Just got a sleeve for the XPS-15, a CushCase. Ordered via Amazon. Took about 3 weeks to arrive. Fits in a regular mailbox. Fits the XPS-15 nicely; no need to really push.

Wednesday, August 16, 2017

Lessons learned - Jackson, API design, Kafka

Introduction

This blogpost describes a bunch of lessons learned during a recent project I worked on.
They are just a bunch grouped together, too small to "deserve" their own separate post :)
Items discussed are: Jackson, JSON, API design, Kafka, Git.


Lessons learned

  • Pretty print (nicely format) JSON in a Linux shell prompt:

    cat file.json | jq

    You might have to 'apt-get install jq' first.

  • OpenOffice/LibreOffice formulas:

    To increase date and year by one from cell H1031=DATE(YEAR(H1031)+1; MONTH(H1031)+1; DAY(H1031))

    Count how many times a range of cells A2:A4501 has the value 1: =COUNTIF(A2:A4501; 1)

  • For monitoring a system a split between a health-status page and performance details is handy. The first one is to show issues/metrics that would require immediate action. Performance is for informational purposes, and usually does not require immediate action.

  • API design: Even if you have a simple method that just returns a date (string) for example, always return JSON (and not just a String of that value). Usueful for backwards compatibility: more fields can be easily added later.

  • When upgrading gitlab, it (gitlab) had changed a repository named 'users' to 'users0'. Turns out 'users' is a reserved repository name in gitlab since version 8.15.

    To change your local git settings to the new users0 perform these steps to update your remote origin:

    # check current setting
    $ git remote -vorigin  https://gitlab.local/gitlab/backend/users (fetch)
    origin  https://gitlab.local/gitlab/backend/users (push)

    # change it to the new one
    $ git remote set-url origin https://gitlab.local/gitlab/backend/users0

    # see it got changed
    $ git remote -v
    origin  https://gitlab.local/gitlab/backend/users0 (fetch)
    origin  https://gitlab.local/gitlab/backend/users0 (push)
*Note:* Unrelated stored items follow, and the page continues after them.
PR #400, opened 2016-11-18
Makefile cleanup mac osx

aegolden:
After the discussion on ##crawl-dev about the process for building the Mac OS X packages I spent some time studying the Makefile and found that some of the complexity around Mac OS X builds could be reduced.  In particular:

- We don't need to find/use the earliest available Mac OS X SDK when building.
- Some of the environment variables recommended by INSTALL.txt are not necessary.

### DIFF
--- a/crawl-ref/INSTALL.txt
+++ b/crawl-ref/INSTALL.txt
@@ -204,17 +204,13 @@ installed through the AppStore as a free download; the associated command line
 tools can then be installed by opening Xcode, opening the Preferences dialog,
 and clicking Install on the Command Line Tools line in the Download tab.
 
-Mac builds then use the Unix build process described above, but require you to
-add 'APPLE_GCC=y' to the 'make' command-line. In addition, to build the
-graphical version of Crawl, you must add 'NO_PKGCONFIG=y' and 'CONTRIB_SDL=y'.
-
-So, to build build Crawl on a Mac you could use the following example command
-lines.
+Mac builds then use the Unix build process described above. To build Crawl on
+a Mac you could use the following example command lines.
 
 For the console version:
-  make APPLE_GCC=y
+  make
 For the graphical version:
-  make APPLE_GCC=y NO_PKGCONFIG=y CONTRIB_SDL=y TILES=y
+  make TILES=y
 
 
 Building on Windows (MSYS2)
--- a/crawl-ref/source/Makefile
+++ b/crawl-ref/source/Makefile
@@ -407,79 +407,13 @@ INCLUDES_L += -Iutil -I.
 
 ifdef APPLE_GCC
 
-MARCH := $(uname_M)
-
-
-ifndef NO_AUTO_SDK
-
-# The SDK locations were moved in 10.8; this snippet tries to find them
-# there first, then reverts to the original location.
-XCODE_SDK_SUFFIX := Platforms/MacOSX.platform/Developer
-# Try to use xcode-select -p to find the current user-configured Xcode.app.
-XCODE_SELECT_PATH := $(shell xcode-select -p 2>/dev/null | sed 's/\/$$//')
-ifeq ($(shell test -e "$(XCODE_SELECT_PATH)/$(XCODE_SDK_SUFFIX)" || echo NOPE),)
-DEVELOPER_PATH := $(XCODE_SELECT_PATH)/$(XCODE_SDK_SUFFIX)
-else
-# Otherwise, try /Applications/Xcode.app.
-XCODE_DEFAULT_PATH := /Applications/Xcode.app/Contents/Developer
-ifeq ($(shell test -e "$(XCODE_DEFAULT_PATH)/$(XCODE_SDK_SUFFIX)" || echo NOPE),)
-DEVELOPER_PATH := $(XCODE_DEFAULT_PATH)/$(XCODE_SDK_SUFFIX)
-else
-# If all else fails, maybe it's in /Developer.
-DEVELOPER_PATH := /Developer
-endif
-endif
-
-# Find the oldest SDK available, in attempt to make this build as
-# backward-compatible as we possibly can.
-SDK_VER := $(shell ls $(DEVELOPER_PATH)/SDKs | grep -v "MacOSX.sdk" | sort -n | head -1 | perl -pe 's/^MacOSX//g;s/.sdk$$//g')
-
-ifeq ($(SDK_VER),10.4u)
-SDK_VER := 10.4
-endif
-
-ifndef SDK_VER
-$(error You do not seem to have any Mac OS X SDKs installed! This build is doomed to fail)
-endif
-
-endif
-
-ifndef SDK_VER
-ifeq ($(MARCH),ppc)
-SDK_VER := 10.4
-endif
-ifeq ($(MARCH),i386)
-SDK_VER := 10.4
-endif
-ifeq ($(MARCH),x86_64)
-ifdef TILES
-SDK_VER := 10.6
-else
-SDK_VER := 10.5
-endif
-endif
-endif
-
-# Mac OS X 10.4 adds a 'u' on the end of the SDK name. Everything
-# else is much easier to predict the name of.
-ifeq ($(SDK_VER),10.4)
-GCC_VER := 4.0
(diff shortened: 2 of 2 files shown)


aegolden:
@geekosaur says that even though Crawl will build with that latest (unversioned) SDK in Xcode 8.1, if you pass -mmacosx-version-min=10.9, for example, there will be runtime errors on earlier systems do to Apple bugs.  So possibly 1c70fb4 is no good.

I think the other commits are OK since the Makefile itself sets APPLE_GCC and NO_PKGCONFIG when it detects Darwin.

geekosaur:
@aegolden, the assumption made by crawl builds is incorrect for Xcode 8 because it does not version its SDK; this is largely Xcode's fault. And, along with Apple deciding that said unversioned SDK uses `clock_gettime` even when installed and building on 10.11, despite `clock_gettime` only being present in 10.12, it suggests that Apple has stopped supporting *any* backward compatibility. We can't do anything about that. We also haven't ever claimed you could use a newer Xcode to build for an older one, because Apple has always set the restrictions there (usually one past version is supported and others will fail, but Xcode 8 only supports the current OS version SDK even when running on an older OS).

Simply removing the SDK code means you are following Apple's lead and desupporting every Xcode version prior to 8.0, and therefore every version of Mac OS prior to 10.12 (because even Xcode 8 for 10.11 creates programs that will only run on 10.12).

`APPLE_GCC` has been defunct since 10.7, or more precisely Xcode 4, and should not be used at all. From that point on, Apple has not shipped gcc, it has shipped a rebadged clang. For example, on my 10.8 VM: 
```
Brandons-Mac-2:~ allbery$ gcc --version
Configured with: --prefix=/Applications/Xcode.app/Contents/Developer/usr --with-gxx-include-dir=/usr/include/c++/4.2.1
Apple LLVM version 4.2 (clang-425.0.28) (based on LLVM 3.2svn)
Target: x86_64-apple-darwin12.6.0
Thread model: posix
Brandons-Mac-2:~ allbery$ xcodebuild -version
Xcode 4.6.3
Build version 4H1503
```
And it's actively harmful to use `APPLE_GCC=y` on Xcode 4 and later because it disables optimization to work around bugs in gcc 4.2 that are not present in any Apple-shipped version of clang.

geekosaur:
Additional note: with an unmodified OS X, crawl will not build on pre-10.7 because of the C++11 requirement. It is however still possible to create a C++11-capable ecosystem on older OS X versions, for example via https://trac.macports.org/wiki/LibcxxOnOlderSystems (Homebrew may have something similar). It might be nice to not rule that path out because we "know" only 10.7 and up support C++11.

aegolden:
> Simply removing the SDK code means you are following Apple's lead and desupporting every Xcode version prior to 8.0, and therefore every version of Mac OS prior to 10.12 (because even Xcode 8 for 10.11 creates programs that will only run on 10.12).

This isn't exactly true.  It's certainly possible to build 10.7 and 10.8 compatible apps using Xcode 8.  "Normal" mac app targets typically get a Deployment Target in their configuration that's allowed to be less than the SDK used for the build.  If there's some specific problem with Crawl (or an API Crawl uses, which Apple borked somehow) then maybe we can't target earlier versions while building with the latest SDK, but it should in principle be possible to do so.

The binary at http://aaronegolden.com/DCSS.zip was built with the 10.12 SDK but with -mmacosx-version-min=10.10, and a couple folks on ##crawl-dev were successfully running it the other night on 10.11.  I'm not sure how much wrangling it takes to trip the clock_gettime thing.

geekosaur:
On Sun, Nov 20, 2016 at 10:42 PM, Aaron Golden <notifications@github.com>
wrote:

> with -mmacosx-version-min=10.10


That doesn't do what you think. It builds with the current SDK, but changes
what the various compatibility macros think the system is; the result will
work if the resulting binary doesn't use load commands the older system
doesn't have (this is safe for 10.11 and possibly 10.10 but will fail on
earlier versions), and if there aren't any other changes not captured by
Apple's availability macros. It's likely to break with autoconf, for
example, since that doesn't go through the availability macros to see what
symbols are in what libraries. (clock_gettime might just manage to not be a
problem for crawl because it's not using autoconf. 10.9 and earlier will
almost certainly break SDL2.)

In general it is not as safe as forcing the appropriate SDK, which is why
most applications that support building for older OS X versions require /
expect you to use `MACOSX_DEPLOYMENT_TARGET instead of just
`-mmacosx-version-min`.

-- 
brandon s allbery kf8nh                               sine nomine associates
allbery.b@gmail.com                                  ballbery@sinenomine.net
unix, openafs, kerberos, infrastructure, xmonad        http://sinenomine.net

geekosaur:
Also, I'm, sorry to say, that particular confusion tends to indicate someone who hasn't learned (usually the hard way) just how much of a mess the Apple ecosystem is with respect to backward compatibility. The fact that it *almost* works doesn't help there.

alexjurkiewicz:
How old a version is it important to support? Based on the steam hardware
survey, 10.10 is about as old as you need to go:
http://store.steampowered.com/hwsurvey/

geekosaur:
On Sun, Nov 20, 2016 at 10:59 PM, Alex Jurkiewicz <notifications@github.com>
wrote:

> How old a version is it important to support? Based on the steam hardware
> survey, 10.10 is about as old as you need to go:
>

We used to support back to 10.4. That was raised to 10.7 when crawl went
C++11, because building and packaging a C++11 ecosystem to go with it is
prohibitively complex. Raising it past 10.9 would make a number of things
easier (notably, I could build and sign on the same system; also, would no
longer need the extra hackery for C++11 support on 10.7/10.8), but I am not
the one to make that call.

-- 
brandon s allbery kf8nh                               sine nomine associates
allbery.b@gmail.com                                  ballbery@sinenomine.net
unix, openafs, kerberos, infrastructure, xmonad        http://sinenomine.net

aegolden:
I know this an old post, but it appears to indicate that -mmacosx-version-min and MACOSX_DEPLOYMENT_TARGET are synonymous:  http://stackoverflow.com/questions/25352389/difference-between-macosx-deployment-target-and-mmacosx-version-min-compiler-op

Additionally, I've maintained a couple of apps on the app store for the last few years that have deployment targets of 10.7 and 10.8, and I've always built them with the latest SDK and haven't had any trouble.  Once I *did* accidentally use an API that was not available yet in 10.7 and I got a support request and was able to fix it… but in *general* it hasn't been a problem to build with the latest SDK and deploy to older versions.

geekosaur:
On Sun, Nov 20, 2016 at 11:07 PM, Aaron Golden <notifications@github.com>
wrote:

> I know this an old post, but it appears to indicate that
> -mmacosx-version-min and MACOSX_DEPLOYMENT_TARGET are synonymous:
> http://stackoverflow.com/questions/25352389/difference-
> between-macosx-deployment-target-and-mmacosx-version-min-compiler-op
>
Grrr, I have confused that env with `SDKROOT`. (and will probably have to
edit things and rebuild to correct that, and now I wonder if that is part
of why the last version was sometimes blowing up --- this also has
implications with respect to C++11 support. why does apple have to make
things so complicated...)


-- 
brandon s allbery kf8nh                               sine nomine associates
allbery.b@gmail.com                                  ballbery@sinenomine.net
unix, openafs, kerberos, infrastructure, xmonad        http://sinenomine.net

aegolden:
Here's a build done with the proposed changes, off of trunk, and with an extra change to *definitely* call clock_gettime in main.  If this one works on folks various older systems then I think Apple must have fixed the clock_gettime thing.  If it crashes on launch then… well clock_gettime is still an issue.

If you run it from the command line, like by cd'ing into the package contents and running the binary in the MacOS directory directly you'll see a log about clock get time on launch.

 http://aaronegolden.com/DCSS-DefinitelyCallsClockGetTime.zip

aegolden:
OK, so now I've confirmed that no calls to clock_gettime are actually compiled into crawl for Mac.  In fact the 0.19 and 0.19.1 Mac tiles and console binaries on http://crawl.develz.org right now were built using these changes.  If we don't hear from users saying that there are issues running on older macs then I'm thinking this is probably a pretty safe change after all.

  • Jackson JSON generating (serializing): probably a good practice is to not use @JsonInclude(JsonInclude.Include.NON_EMPTY)  or NON_NULLm since that would mean a key will be just not in the JSON when its value is empty or null. That could be confusing to the caller: sometimes it's there sometimes not.  So just leave it in, so it will be set to null.   Unless it would be a totally unrelated field like: amount and currency. If amount is null, currency (maybe) doesn't make sense, so then it could be left out.

  • Java:

    Comparator userComparator = (o1, o2)->o1.getCreated().compareTo(o2.getCreated());

    can be replaced now in Java 8 by:

    Comparator userComparator = Comparator.comparing(UserByPhoneNumber::getCreated);

  • Kafka partitioning tips: http://blog.rocana.com/kafkas-defaultpartitioner-and-byte-arrays

  • Kafka vs RabbitMQ:

    - Kafka is optimized for producers producing lots of data (batch-oriented producers) and consumers that are usually slower that the producers.
    - Performance: Rabbit: makes about 20K/s  Kafka: up to 150K/s.
    - Unlike other message system, Kafka brokers are stateless. This means that the consumer has to maintain how much it has consumed.